As we gain more confidence in designing and building serverless systems with more mature managed services on the cloud, we are starting to create complex, distributed systems that scale, run fast, and efficiently. As we travelled to this point, learning about how each of the AWS primitive services work; we have forgotten the principle of how Lambda functions are intended to work.

In a nutshell, Lambda functions exist to add value to data events entering our system and then forward the result to the next component in the solution chain. This next component could be anything and may involve other managed services such as AWS SQS, SNS, EventBridge or API gateway. At the end of the day, to unit test our business logic, we need to pass a test data event and check the data forwarded to the next component in our solution chain after our business domain code has run. Doing this does not involve mocking AWS SDK calls, nor does it require us to run a mock SQS service locally so we can test end to end.
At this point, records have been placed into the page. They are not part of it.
Issue #627, opened 2026-09-04
Codex hooks cannot capture assistant responses with the documented double opt-in


caam1406:
## Problem

The Codex integration accepts MCP and lifecycle hooks, but ai-memory 2.0.2 rejects the documented assistant-response capture flag for the Codex agent. This prevents a complete sanitized record of prompts, tool calls, assistant response, and handoff.

## Environment

- ai-memory: v2.0.2
- release commit: 7e787c919c5617beb531dafdd136c4163728b05d
- Docker image: docker.io/akitaonrails/ai-memory:2.0.2
- Docker digest: sha256:14eef51d7c5d560066491699a2ceeee37a68f968a380ffb54ef578b888dff96e
- Host: Windows native Codex with Docker Desktop Linux engine
- Server: http://127.0.0.1:49375 (loopback only)

## Reproduction

1. Start ai-memory 2.0.2 with capture_assistant=true and zero external LLM/embedding providers.
2. Run: ai-memory install-hooks --agent codex --capture-assistant --apply --server-url http://127.0.0.1:49375
3. The installer rejects --capture-assistant for --agent codex.
4. Install hooks without that flag, run a session with a prompt and tool call, finalize-session, and inspect MCP/UI.

## Expected

The documented double opt-in should provide a supported Codex path for a sanitized, bounded assistant final-turn observation, or documentation must explicitly state that capture is Claude-Code-only.

## Observed

- MCP works after Codex restart.
- Hooks capture sanitized prompts, tool lifecycle events, and session metadata.
- Smoke counts: pages_latest=1, pages_all=1, sessions=1, observations=5.
- Synthetic bearer, API key, cookie, and email fixtures were absent from database, wiki, spool, and logs.
- Loopback binding is enforced and invalid Host returns HTTP 403.
- Codex rejects --capture-assistant, so no assistant response is captured.
- UI shows montandoideias/emulador but no navigable assistant-response or handoff page.

## Impact

Projects requiring complete sanitized lifecycle evidence cannot meet that policy with the Codex profile. MCP, prompt capture, tool capture, persistence, and sanitization otherwise work.

## Privacy

All test values were fictitious. No credentials, tokens, personal data, ROMs, BIOS paths, firmware, dumps, saves, or raw private transcripts are included here.

## References

- https://github.com/akitaonrails/ai-memory/blob/main/docs/install.md
- https://github.com/akitaonrails/ai-memory/blob/main/docs/support-matrix.md
[...]

Issue #196, opened 2026-07-18
Design explicit opt-in assistant/Stop capture


akitaonrails:
## Context

Issue #190 added safe metadata-only PreToolUse context while preserving bounded PostToolUse excerpts. Capturing last_assistant_message from Stop remains intentionally disabled because assistant text is not path-attributable and can quote code, secrets, or private content.

## Scope

Design a separate explicit opt-in for assistant/Stop capture with:

- disabled-by-default behavior and clear upgrade semantics,
- typed agent-specific payload schemas,
- sanitization before spool/network/storage,
- strict UTF-8-safe size caps,
- privacy/capability documentation,
- reviewer and persistence sentinel tests,
- no claim that path exclusions make assistant text safe.

Do not enable raw assistant-message capture by default or infer unsupported agent fields.

Follow-up to #190.

akitaonrails:
Post-v1.15 issue audit: this enhancement correctly remains open and unimplemented. Current behavior still keeps Stop/assistant-message capture disabled (`docs/marker-file.md`), and `unsupported_and_stop_tool_payloads_never_render_content` in `crates/ai-memory-hooks/src/payload.rs` verifies sentinel assistant content cannot reach persisted hook content. No merged PR claims to implement this opt-in design; close this issue only after the scoped privacy/configuration work and regression coverage land.

akitaonrails:
Post-v1.17.2 clarification after live testing and PR #221:

- The optional assistant/Stop capture proposed here is still **unimplemented and intentionally disabled**.
- Native `ai-memory hook` commands strip Claude Code's raw `last_assistant_message` before local spooling or network transport; legacy spooled entries are stripped while draining.
- The server also strips the field immediately on `/hook` and `/hook/batch` receipt before persistence.
- Docker-wrapper and explicit `AI_MEMORY_HOOK_PLATFORM=posix` installs remain script fallback. Running `install-hooks` through the Docker wrapper refreshes those scripts but cannot convert them to native host commands, because a helper-container binary path is not usable by the host harness.
- To eliminate the residual client-to-server local-wire exposure for Claude Stop payloads, install a native ai-memory client on the agent host and use that native executable to reinstall the Claude Code hooks. Retaining the script fallback still does not persist the field because the server strips it on receipt.

[...]

PR #631, opened 2026-09-04
docs(support-matrix): state that Codex has no assistant-response capture

samirhvbr:
Closes the documentation half of #627.

## Why the reporter read this as a gap

The behaviour they hit is deliberate and tested — `capture_assistant_allowed` admits Claude Code on a native hook platform only (#196), and `install-hooks` bails rather than installing an opt-in that cannot take effect. `docs/install.md:555` already states it.

What is missing is where they looked. **The support matrix documents negative capabilities as carefully as positive ones** — the Codex row already carries *"No automatic true session-end hook"*, Pool's says *"handoff injection does not"*, Grok's says *"no hook handoff injection"*. Assistant capture is the one capability that appears only in the positive, in the Claude Code row. Someone comparing harnesses opens the Codex row, finds nothing, and concludes it is available.

## Scope

**Deliberately one line.** Every other unsupported harness has the same silence, so the consistent fix touches most rows of a table that is clearly hand-written with per-harness voice — I would rather not guess your wording across all of them in a drive-by PR. Say the word and I will extend it to the rest, or take whatever phrasing you prefer for this one.

No code change, no test impact.


akitaonrails:
Thanks — you independently spotted the same doc gap as #627, and your framing (the matrix reader looked at the row and found nothing) is exactly right. It's already fixed: the Codex support-matrix row now states assistant-final-turn capture is Claude-Code + native-platform only and is refused for other agents, landed on `main` in `4181e0b4` (via #627) and forward-merged to `release/2.1`. Your wording is a touch richer on the *why* (refuses rather than installs a no-op), but the merged line covers the same ground and I don't want to re-open a one-line docs change across both branches for a marginal reword. Closing as already-addressed — appreciated the careful diagnosis (and the #196 cross-reference).

Issue #617, opened 2026-09-03
bootstrap: a failed chunk discards every preceding chunk — partial progress or --resume


pepaulo8:
**Follow-up to #614** (as offered there, and per your 2.1 suggestion).

## Problem

`#[serde(default)]` on `pages` fixed the case ai-memory controls — a chunk that legitimately has nothing to add. It does not help when a chunk fails for a reason ai-memory cannot prevent: a provider 5xx, a rate limit, a dropped connection. Those still discard the entire run.

The reason is where the write happens. In `process_sources` (`crates/ai-memory-consolidate/src/bootstrap.rs`), every chunk is awaited with `?` inside the loop, pages accumulate in `pages_by_path`, and nothing reaches disk until `apply_batch` runs after the loop completes (~:456). So chunk *n* failing throws away chunks *1..n-1* as well.

The cost scales with the thing that makes chunking necessary in the first place. On a 9-chunk run at roughly 2-3 minutes per chunk, a failure on the last chunk costs eight successful LLM calls and ~20 minutes, and the retry starts from chunk 1 and pays for all of it again. During my own bootstrap of a docs-heavy repository I hit three distinct transient failures across four attempts (`provider error 520`, `Connection reset by peer`, and the missing-`pages` bug from #614) — the run never completed. Larger repositories are more exposed, because more chunks means more chances that at least one fails.

There is currently no partial state to recover from either: `bootstrap.md` is written in the same `apply_batch` as the pages, so a failed run leaves no manifest and no record of which chunks succeeded.

## Possible directions

You named two in #614; writing out what each implies, without assuming a preference:

**A. Write incrementally, per chunk.** After each successful chunk, persist that chunk's pages instead of buffering them. A failed run leaves the completed chunks' pages in the wiki.
- Smallest change; no new state to model.
- Changes bootstrap from one atomic write to N writes, so a failed run leaves a project partially bootstrapped with no manifest. `--force` re-runs would need to be well-defined against pre-existing pages (the `insert_bootstrap_page` first-write-wins rule is currently per-run, in memory).
- The per-chunk prompt already receives the paths earlier chunks wrote, so the dedup input survives naturally.

**B. Persist progress and add `--resume`.** Record completed chunks (and their pages) as durable state, in the spirit of #260's `session_consolidation_jobs` queue; `--resume` picks up at the first incomplete chunk.
- Keeps the wiki write atomic — nothing lands until the run truly completes.
[...]

PR #634, opened 2026-09-04
feat(bootstrap): --resume reuses the chunks an interrupted run completed

### LINKED ISSUE #621: bootstrap --resume: durable per-chunk progress to survive a crash/hard failure
Split from #617 (the transient-failure half is fixed there by bounded chunk retry, shipped in 2.0.3). This tracks the remaining, larger piece: durable resumability so a **crash, server restart, or a chunk that fails past the retry budget** does not discard the completed chunks' expensive LLM work.

## Design (grounded in the code)

**Fingerprint-guarded resume.** Chunks are positional-index only, and `collect_sources` re-reads git/docs at run time, so a naive index-resume is unsafe. Key the durable progress by a **fingerprint of the pruned source set + chunk budget**: identical inputs ⇒ deterministic chunk plan ⇒ index-skip is valid; changed inputs ⇒ fingerprint mismatch ⇒ fresh run.

**Storage.** A new `V60 bootstrap_chunk_progress(fingerprint, chunk_index, pages_json, rationale, created_at, PK(fingerprint, chunk_index))` table, mirroring #260's `session_consolidation_jobs` lease/state pattern (that table is session-specific — FK to `sessions`, PK `(session_id, generation)` — so bootstrap needs its own). Store methods: `record_bootstrap_chunk`, `load_bootstrap_progress`, `clear_bootstrap_progress`, plus a stale-prune.

**Flow.** Persist each chunk's pages right after it succeeds (`bootstrap.rs` ~L382, after the retry helper). On `--resume`: seed `pages_by_path` from the store and skip completed indices; clear on the final `apply_batch`. The wiki write stays **atomic** — nothing lands until the run completes.

**Wiring.** A `--resume` flag on `BootstrapArgs` threaded through the `/admin/bootstrap` POST body into `BootstrapConfig`; `Bootstrap` gains a store-writer handle (it currently holds only `wiki`/`reader`/`llm`).

## Open design question (carried from #617)
Is a partially-bootstrapped project (pages present, no manifest) an acceptable intermediate state, or must the manifest-gated `--force` guard hold as an invariant? The atomic-write design above preserves the invariant (nothing lands until completion), which is the intent.

@pepaulo8 offered to implement this and has a reproduction repo that reliably produces 9 chunks — very welcome. ~6-7 file feature (migration, store methods, bootstrap, CLI, admin HTTP, tests).

pepaulo8:
## What changed

`ai-memory bootstrap` now records each chunk's pages as it completes, and a new `--resume` flag reuses them instead of paying for those LLM calls again.

Before: a multi-chunk run held every page in `pages_by_path` until one `apply_batch` after the loop, so a crash, a server restart, or a chunk that failed past its retry budget discarded every chunk already paid for. On a nine-chunk run that is up to eight LLM calls and ~20 minutes, and the retry restarted at chunk 1.

After: each chunk's output is written to a new `bootstrap_chunk_progress` table as it lands, and cleared once the run writes its pages. **The wiki write stays atomic** — nothing reaches the wiki until the run completes, so the manifest-gated `--force` guard holds as an invariant. Without `--resume` the observable behaviour is unchanged.

No default changes. Progress is recorded on every run (a run cannot know it is about to fail), but it is only *read* under `--resume`.

## Why

Closes #621. Follows #617, where the bounded transient retry fixed the common case; this covers the rarer crash / restart / past-retry-budget one.

**Fingerprint-guarded, per your design.** Chunks are addressed by position and `collect_sources` re-reads git and `docs/` at run time, so a naive index-resume is unsafe. Progress is keyed by a SHA-256 of the pruned source set plus the chunk budget — the planner's exact inputs, hashed before `plan_bootstrap_chunks` consumes `kept` at `bootstrap.rs:401`. `plan_bootstrap_chunks` is pure in those two, so an equal fingerprint guarantees an identical chunk plan; a new commit, an edited doc, or a different `--chunk-input-tokens` changes the hash and starts a fresh run.

**Three corrections to the issue's design, from the code:**

- The migration is **`V59`**, not `V60` — `V58__close_retired_entity_windows.sql` is the highest, and `api_credentials.rs:414` pins it.
- The per-chunk persistence point is **`bootstrap.rs:429`** (after `insert_bootstrap_page`), not ~L382.
- `apply_batch` is **`Wiki::apply_batch`** (`wiki.rs:1531`), called from `bootstrap.rs:498` — that is where the clear lands.

**One simplification**, flagged in the issue and carried through: the table has no lease, state, or attempt columns. `session_consolidation_jobs` needs those because workers race for jobs; `/admin/bootstrap` already serialises runs behind `bootstrap_lock` (`admin.rs:1759`). Stored state is just `(fingerprint, chunk_index) → pages_json, rationale`. Say the word and I'll widen it to mirror the queue shape.

**Only the contiguous prefix is reused.** This one is not obvious and I got it wrong first: `insert_bootstrap_page` is first-write-wins in chunk order, so if chunk 5 failed while 6-9 were already recorded, seeding 6-9 before re-running 5 would let a later chunk keep a path chunk 5 owns — a resumed run would produce different pages than a clean one. `reusable_prefix` stops at the first gap, and at a row whose JSON no longer parses.

Failures around the optimisation are logged and swallowed, never fatal: a store error while recording or reading progress just means the chunk is paid for again, which is what would have happened anyway.

## Test plan

- [x] `cargo clippy -p ai-memory-store -p ai-memory-consolidate --all-targets -- -D warnings` passes (both crates this touches; it caught an `explicit_counter_loop` I've fixed)
- [x] `cargo test -p ai-memory-store -p ai-memory-consolidate --lib` — **537 passed, 0 failed** (350 + 187), all 13 new tests green. Not the full `--workspace`; see "Notes for reviewers"
- [x] `cargo test -p ai-memory-store --lib` — **350 passed**, including the 5 new `bootstrap_progress` tests and the bumped `schema_top_version_is_pinned`
- [x] 13 new tests: 5 store (ordering, fingerprint isolation, replace-on-rerecord, clear-all-fingerprints, exclusive prune cutoff), 7 fingerprint (stability, budget/content/ordering/kind sensitivity, length-prefix ambiguity), 6 `reusable_prefix` (complete run, stops at gap, missing first chunk, unreadable JSON, payload carried, empty)

## Commit attribution

## Release impact

- [x] **Minor** — additive: a new `--resume` flag, a new POST field, a new table

## CHANGELOG (merge gate)

- [x] I added a `CHANGELOG.md` `[Unreleased]` entry under `### Added`
- [x] No default changed — without `--resume`, behaviour is unchanged

## Notes for reviewers

**On the test scope.** Both crates this touches run green: 350 in `ai-memory-store`, 187 in `ai-memory-consolidate`. I ran the second set on an x86_64 host rather than my own machine — on aarch64 the test binary cannot link, because `gemm-f16` fails with `error: instruction requires: fullfp16` (pulled in through `candle` via `ai-memory-llm`'s default `local-embeddings` feature). That was the gap in #615; this time I went and found a machine where it links. I have not run the full `--workspace`, so the crates this PR does not touch are still CI's word.

**Validated end-to-end on the reproduction repo**, against a real Anthropic provider (`claude-haiku-4-5`), in a throwaway container built from this branch:

| behaviour | observed |
|---|---|
| progress survives a hard kill | `docker kill` (SIGKILL) during chunk 8/9 left chunks 1-7 recorded, ~226 KB of pages |
| the wiki write stays atomic | after that crash: no pages, no manifest — the `--force` guard still holds |
| a changed source set is refused | resuming from a differently-cloned checkout (69 vs 70 sources, 8 vs 9 chunks) logged `--resume found no reusable progress for these sources; starting from the first chunk` and paid for the run again, rather than resuming into a shifted plan |
| fingerprints stay isolated | two fingerprints' rows coexisted in the table without either adopting the other's chunks |
| **resume skips paid chunks** | after a kill during chunk 4/8: `--resume reusing completed chunks reused=3 total=8`, and the first LLM call of the run was `chunk=4` |
| **progress is cleared on success** | the completed run emptied the table — including the orphaned rows from the earlier abandoned fingerprint |
| the run actually completes | 58 pages + `bootstrap.md` written |

Worth noting: that repository had **never** completed a bootstrap across four attempts during my pilot (the #614 bug, a `520`, a dropped connection). It completed on the resume.

**One thing I'd like your read on:** progress is recorded unconditionally, so every bootstrap now writes N small rows even when it will never resume. The alternative is recording only under `--resume`, but that flag is chosen *before* anyone knows the run will fail, which makes it useless exactly when it matters. Clearing on success plus the age sweep should keep the table empty in the common case.

---

### DIFF
--- a/CHANGELOG.md
+++ b/CHANGELOG.md
@@ -25,6 +25,18 @@ and this project adheres to [Semantic Versioning](https://semver.org/spec/v2.0.0
   snapshot.
 
 ### Added
+- `ai-memory bootstrap --resume` reuses the chunks an interrupted run already
+  completed instead of paying for their LLM calls again (#621). A multi-chunk
+  bootstrap holds every page in memory until one post-loop write, so a crash,
+  a server restart, or a chunk that fails past its retry budget discarded
+  every chunk paid for so far — on a nine-chunk run, up to eight LLM calls and
+  ~20 minutes, and the retry started from the first chunk. Each chunk's pages
+  are now recorded as they complete and cleared once the run writes, so the
+  wiki write stays atomic. Progress is keyed by a fingerprint of the pruned
+  source set plus the chunk budget: chunks are addressed by position and
+  sources are re-read from git and `docs/` at run time, so a new commit or a
+  different `--chunk-input-tokens` changes the hash and starts a fresh run
+  rather than resuming into a plan that has shifted underneath.
 - `ai-memory status` and the pre-migration backup log now report the data
   directory's **filesystem free space** (#629). The OKF-migration backup gate
   proves the archive is writable but said nothing about disk headroom — an
--- a/crates/ai-memory-cli/src/cli.rs
+++ b/crates/ai-memory-cli/src/cli.rs
@@ -1144,6 +1144,12 @@ pub struct BootstrapArgs {
     /// the same project (the manifest is `wiki/bootstrap.md`).
     #[arg(long)]
     pub force: bool,
+    /// Reuse the chunks an interrupted run already completed instead of
+    /// paying for their LLM calls again. Progress is only reused when the
+    /// sources and chunk budget are unchanged; otherwise the run starts
+    /// over on its own.
+    #[arg(long)]
+    pub resume: bool,
 }
 
 /// Arguments for `setup-agent`.
--- a/crates/ai-memory-cli/src/commands/bootstrap.rs
+++ b/crates/ai-memory-cli/src/commands/bootstrap.rs
@@ -139,6 +139,7 @@ pub async fn run(config: &Config, args: BootstrapArgs) -> Result<()> {
         "chunk_input_tokens": args.chunk_input_tokens,
         "dry_run": args.dry_run,
         "force": args.force,
+        "resume": args.resume,
     });
     let outcome: BootstrapOutcome = post_json(&ep, "/admin/bootstrap", &body).await?;
 
--- a/crates/ai-memory-consolidate/src/bootstrap.rs
+++ b/crates/ai-memory-consolidate/src/bootstrap.rs
@@ -40,6 +40,7 @@ use ai_memory_wiki::{Wiki, WritePageRequest};
 use jiff::Timestamp;
 use schemars::JsonSchema;
 use serde::{Deserialize, Serialize};
+use sha2::{Digest, Sha256};
 use thiserror::Error;
 use tracing::{debug, info, warn};
 
@@ -277,6 +278,11 @@ pub struct BootstrapConfig {
     pub dry_run: bool,
     /// Allow re-running even when `wiki/bootstrap.md` already exists.
     pub force: bool,
+    /// Reuse the chunks a previous interrupted run already completed, instead
+    /// of paying for their LLM calls again. Only progress recorded under the
+    /// same source/budget fingerprint is eligible; anything else is ignored and
+    /// the run starts from the first chunk.
+    pub resume: bool,
 }
 
 /// Bootstrap driver. Holds the LLM provider + wiki handle + reader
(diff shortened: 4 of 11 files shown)


pepaulo8:
Closing — you landed this in `08486813` before I finished, and re-litigating a merged design would just cost you a review. No complaints; the two implementations converged on the same shape (same SHA-256 fingerprint over the pruned source set + chunk budget, same atomic wiki write, same tolerance for corrupt rows), which is a good sign the design in #621 was the right one.

One thing from mine is worth carrying over, and I'd rather hand it to you than let it sit in a closed PR. I'll open it as a separate issue with a test, but the short version:

**`release/2.1` adopts every recorded chunk, not just the contiguous prefix from chunk 1.** At `bootstrap.rs:464-485` the loop seeds `pages_by_path` from each row in turn and inserts the index into `completed`; a row that fails to parse hits `continue` and the ones after it are still adopted.

That is safe only while the recorded chunks are a prefix. They aren't, in the case this feature exists for: a run that dies at chunk 5 with chunks 6-9 already recorded (transient failure past the retry budget, or a `docker kill`) leaves a gap. On resume, chunks 6-9 seed *before* chunk 5 is re-run — and since `insert_bootstrap_page` (`:1400`) is first-write-wins by insertion order, chunk 6 keeps any path chunk 5 owns. The run completes, writes, and clears progress. No error, no warning beyond the usual duplicate-path `warn!` — but the resumed wiki differs from what a clean run would have produced, which is the one property a resume has to preserve.

I hit this in my own implementation first and only caught it writing the test for it. The fix is small: stop at the first gap (and at the first unparseable row, for the same reason) rather than `continue`.

Happy to send that as a focused patch against `release/2.1` if useful — it's ~15 lines plus tests, and it does not touch anything else you shipped.

pepaulo8:
For the record on the overlap, since it was my miss and not a race: I commented on #621 saying I was taking it, then worked heads-down and opened the PR without re-checking the issue — which had already been closed by `08486813` about 45 minutes earlier. Had I refreshed it before pushing I would have closed the branch instead of asking you to look at a duplicate. Sorry for the noise on your queue.

The finding above stands on its own regardless, and I'd still like to send it as a small patch against `release/2.1` if you want it.

PR #637, opened 2026-09-04
fix(wrapper): support Podman without Docker

### LINKED ISSUE #636: Support for podman
**Problem this would solve**
For those who do not run docker, podman is the main alternative. Adding a support to podman would be ideal.

**Proposed solution**
add support to `podman` during installation

**Alternatives considered**
None

**Would this break existing installs?**
I don't see any break changes here

**Additional context**

jpramos123:
## Summary
- auto-select Podman when Docker is unavailable while preserving `AI_MEMORY_DOCKER` overrides
- use a fully qualified Docker Hub image name for non-interactive Podman resolution
- preserve the selected engine in upgrade recovery commands and document the Podman workflow

Closes #636

## Testing
- `cargo clippy --workspace --all-targets -- -D warnings`
- `cargo test --workspace`
- `cargo deny check`
- `bash -n bin/ai-memory`
- `bash -n tests/wrapper_upgrade.sh`
- `tests/wrapper_upgrade.sh`
- `AI_MEMORY_NO_VERSION_CHECK=1 AI_MEMORY_NO_TTY=1 bin/ai-memory --version` (real rootless Podman; `ai-memory 2.0.2`)
- `git diff --check upstream/main...HEAD`
- repository global pre-commit gate

### DIFF
--- a/CHANGELOG.md
+++ b/CHANGELOG.md
@@ -35,6 +35,11 @@ and this project adheres to [Semantic Versioning](https://semver.org/spec/v2.0.0
   `dest_free_bytes`, so the same number is visible right before a migration.
 
 ### Fixed
+- The `bin/ai-memory` container wrapper now automatically uses Podman when
+  Docker is unavailable, uses a fully qualified Docker Hub image name to avoid
+  Podman's non-interactive short-name resolution failure, and preserves the
+  selected engine in standalone-container recovery scripts emitted by
+  `ai-memory upgrade` instead of hard-coding `docker` (#636).
 - Corrected `docs/MIGRATION-2.0.md`, which wrongly promised the automatic
   pre-migration archive could roll a store back to 1.x (#633). The archive is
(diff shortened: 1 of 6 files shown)


akitaonrails:
Reconciled onto `release/2.1` as merge `614a8bda` (your commit preserved), queued for 2.1.0. Podman support is a new capability, so it rides the 2.1 feature train rather than a 2.0.x patch.

Clean change: the engine auto-selection (`AI_MEMORY_DOCKER` override → `docker` → `podman`, with a docker fallback that preserves the existing command-not-found error) and the fully-qualified `docker.io/…` image default (required for Podman's non-interactive short-name resolution, tolerated by Docker) are exactly right, and `%q`-quoting the engine in the reconstructed `ai-memory upgrade` recovery script is a nice touch. Packaging tests (including your new Podman coverage) pass and the wrapper is shell-syntax-clean. Closing as resolved-and-ready-to-release on the 2.1 branch. Thanks!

Testing Serverless Architectures

Let's look at an API gateway interface that stores events into an S3 bucket and then pushes a transformed event into an SQS Queue. The data pushed to the SQS queue is processed by another Lambda function and is inserted into a DynamoDB table. A classic serverless pattern that is widely used as a store and forward mechanism.

serverless-testing-part3-Simple Architecture.jpg

Taking the above architecture, we can isolate and identify the testing boundaries to simplify the creation of unit tests and eliminate mocking of AWS SDK calls altogether. Let's overlay the hexagonal architecture concepts of ports, adapters and business logic to show how our Service logic is encapsulated.

From the architecture overlay, everything within the Lambda symbol represents the unit test boundary; The outbound arrows from each lambda box represent the integration test boundary (2, 3 & 5) and the entire numbered flow (1 - 5) represents the end-to-end test boundary. The overlay also emphasises the core principle use of lambda: Data Event in (1 & 4) + Lambda Processing Logic = Valuable Business Outcome (2, 3 & 5).

Unit Testing Lambda Code

Using the above boundaries enables you to define where code should live. If we adhere to the hexagonal architecture principles outlined in my second article - Our Service logic will be contained in a service class (or function) which is called by the code in your actual lambda handler. The lambda handler function represents the adapter portion of data event input at step 1 and all it will be doing is validating the input and mapping it to the ports (interfaces) of your service class.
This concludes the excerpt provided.